Grizzly Bear rocked the Wellmont Theater as devoted fans packed the venue, dancing and singing along to every song that erupted from the stage.
Grizzly Bear initially came onto the scene when the band’s founder, Ed Droste, dropped a mostly-solo album. The record also featured Christopher Bear, who would eventually become the band’s drummer. The duo soon became a trio with the addition of bassist and producer, Chris Taylor, and was finally rounded out once Daniel Rossen, a friend of Christopher Bear’s from jazz camp, joined the group.
After a little less than a decade of touring together, the members went their separate ways, each working on their own music. But eventually, Grizzly Bear reunited in 2015, collaborating on and sharing their individual projects, leading to the release of Painted Ruins. The new release is packed with psychedelic elements while remaining introspective and somewhat political at times. I had the pleasure of attending the concert at the Wellmont Theater, and Grizzly Bear sure brought energy into their performance.
The concert began with opening act Kaitlyn Aurelia Smith, who brought a unique and modern approach to musical stylings. She would begin by playing multiple sounds, some natural sounding such as birds chirping, and some more rooted in techno. She then layered those tracks with her beautiful voice, making for a very soothing and impressive musical experience.
Soon after Kaitlyn finished her opening act, the stage was cleared and reassembled for Grizzly Bear. As the band walked on and took their places, Ed Droste announced that the band had not performed in New Jersey in about ten years, and the crowd burst into cheers.
The group went straight into their set, starting strong from the get-go. They opened with Aquarian, off of Painted Ruins. But throughout the night, they kept a nice mix of older tunes with brand new releases. The band members displayed amazing instrumental versatility, with Chris Taylor, traditionally the bass players, occasionally showing off his other instrumental abilities, bringing out a saxophone and flute on separate occasions. All four bandmates accompany on vocals, with Ed Droste and Daniel Rossen taking the leads.
The crowd was more than pleased as Grizzly Bear graced the stage with some of their classics, such as Two Weeks, Shift and Sleeping UTE, while also staying true to the tour’s title and playing various tunes off of the new album.
As the uproarious applause began to die down, the band left the stage, seemingly for the night.
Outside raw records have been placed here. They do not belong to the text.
PR #1083, opened 2021-08-11
[master] DNS provider w/o secretBinding should be readonly

holgerkoser:
If no secret binding was found for a given secretName and the cluster is not new,
then we assume that the secret exists and was manually created.
The DNS provider row should not be changed in this case.

Fixes #

**Release note**:

```bugfix user
none
```

### DIFF
--- a/frontend/src/components/ShootDns/DnsProviderRow.vue
+++ b/frontend/src/components/ShootDns/DnsProviderRow.vue
@@ -5,13 +5,14 @@ SPDX-License-Identifier: Apache-2.0
 -->
 
 <template>
-  <v-tooltip top :disabled="!secretBindingMissing" open-delay="0">
+  <v-tooltip top :disabled="!readonly" open-delay="0">
     <template v-slot:activator="{ on }">
      <v-row align="center" class="ma-0" v-on="on">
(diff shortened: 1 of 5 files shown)


frontend/src/components/ShootDns/DnsProviderRow.vue
```diff
@@ -261,6 +270,9 @@ export default {
       return getValidationErrors(this, field)
     },
     onDelete () {
+      if (this.readonly) {
+        return
+      }
```
petersutter, line 275: is this check really needed as the button is anyhow disabled
and if it is needed, why not check for `readonly || primaryReadonly`?

holgerkoser: No it is not necessary. Yes it should be `this.readonly || this.primaryReadonly`. I have added it because I added the same to the `setData` method. Because I don't want to update the valid state if it is readonly. But we could move this to `updateValid` and also remove it from `setData`.

grolu (approved):
/lgtm
Rel note muss aber in den hotfix PR

petersutter (approved):
/lgtm

PR #1086, opened 2021-08-12
[hotfix-1.51] DNS provider w/o secretBinding should be readonly

holgerkoser:
If no secret binding was found for a given secretName and the cluster is not new,
then we assume that the secret exists and was manually created.
The DNS provider row should not be changed in this case.

Fixes #

**Release note**:

```bugfix user
Fixed a problem in the DNS provider configuration that caused a newly added DNS provider to always be disabled on an existing cluster.
```


grolu (approved):
/lgtm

This prompted a few audience members to yell out various words of encouragement and fanaticism, mostly along the lines of “six more songs,” hoping that Grizzly Bear would return.
While six more numbers were not in the cards, the audience was not disappointed with the few more wonderful and energetic performances that the band finished off the night with.
If sweat is any indication, it’s clear that Grizzly Bear gave their ultimate best to the Wellmont audience on Friday night. Their musicianship is incredibly impressive, and their fanbase is strong and consistently growing–for good reason. Grizzly Bear sure knew how to bring New Jersey exactly what they wanted.